第100回全国高校野球選手権記念西兵庫大会準決勝   明石商4―3小野 ( 2018年7月25日    ほっともっとフィールド神戸 )

<明石商・小野>明石商打線を相手に力投する小野のエース・正中
Photo By スポニチ

 小野の快進撃を支えた右腕、正中(しょうなか)敦士(3年)は明石商を9回まで追い詰めながら、逆転で敗れ去った。

 0―0の8回表、自身の二塁内野安打を足場に福永琉斗(3年)の三塁強襲安打で先制。さらに押し出し、敵失で3点を奪った。

 9回裏、安打、四球などの1死一、三塁から適時打に2点三塁打を浴びて同点を許した。なお続いた1死三塁は三振と、大野舜介(2年)の美技(左直)で脱出。しかし延長10回、安打と2四球の1死満塁から中越え打を浴びて力尽きた。

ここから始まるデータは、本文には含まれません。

PR #757, opened 2017-05-17
Debugger is now activated when breakpoints are hit in Integrated Console

### LINKED ISSUE #619: Hitting a breakpoint in the console while not debugging should activate the VS Code debugger
Desired behavior:

1. Open a .ps1 file and set breakpoints using `Set-PSBreakpoint -Script <script> -Line <##>`
2. Run the script from the console by invoking with its script name
3. PowerShell hits the breakpoint, activates VS Code's debugger, then shows the breakpoint hit at that line

This should also work for command and variable breakpoints.

daviwil:
This change adds new behavior which causes VS Code's debugger UI to be
activated when a breakpoint is hit in the Integrated Console while not
currently in debug mode.  This allows the user to set breakpoints and
run scripts from the console while still leveraging VS Code's rich
debugging UI.

Resolves #619.

### DIFF
--- a/src/features/DebugSession.ts
+++ b/src/features/DebugSession.ts
@@ -8,6 +8,10 @@ import { IFeature } from '../feature';
 import { SessionManager } from '../session';
 import { LanguageClient, RequestType, NotificationType } from 'vscode-languageclient';
 
+export namespace StartDebuggerNotification {
+    export const type = new NotificationType<void, void>('powerShell/startDebugger');
+}
+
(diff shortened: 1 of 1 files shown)


daviwil:
Related to https://github.com/PowerShell/PowerShellEditorServices/pull/455

rkeithhill:
Surprisingly little code change on this side.  Nice!

daviwil:
Yep!  It was pretty easy to get working thankfully.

 「先輩の方々から最後の最後まであきらめるな、ベストを尽くせ……と学んでいたはずですが……。全校応援でたくさんの励ましの言葉ももらっていたのに、最後に自分の課題が出てしまいました」

 1回戦から全6試合を一人で投げ抜いた。疲労はあったが「いつもより、よく食べ、よく眠って回復に努めていました」と、最速142キロの速球は走り、スライダーも切れていた。

 小学校2年から野球をはじめ、中学時代も最初は外野手。中学2年から投手となり、進学先には「野球も勉強もしっかりやりたかったから」と進学校の小野を選んだ。いま希望する進学先は滋賀大経済学部という。

 入学時60キロだった体重も、筋力トレーニングに食事量も増やし、いまは70キロある。当初120キロ台だった球速も140キロを超えた。

 「秋も春も県大会にも進めなかったけど、自分が信じて続けてきた練習の成果を最後の夏に出せました。それはうれしい。何とかみんなで甲子園に行きたかったですが……」。優勝候補の明石商を追い詰め、悔しさは当然あるが、どこか、清々しさもうかがえた。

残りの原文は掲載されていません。